Work item: The entries must be restated exactly as written.

◆ ◆ ◆

PR #97, opened 2019-04-01
first sketch of mercator utility functions

### LINKED ISSUE #96: add zoom range and resolution in metadata output
Having those could be useful IMO

vincentsarago:
resolves #96 

TO DO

◆ ◆ ◆

Problem solution:
PR #97, opened 2019-04-01
first sketch of mercator utility functions

### LINKED ISSUE #96: add zoom range and resolution in metadata output
Having those could be useful IMO

vincentsarago:
resolves #96 

TO DO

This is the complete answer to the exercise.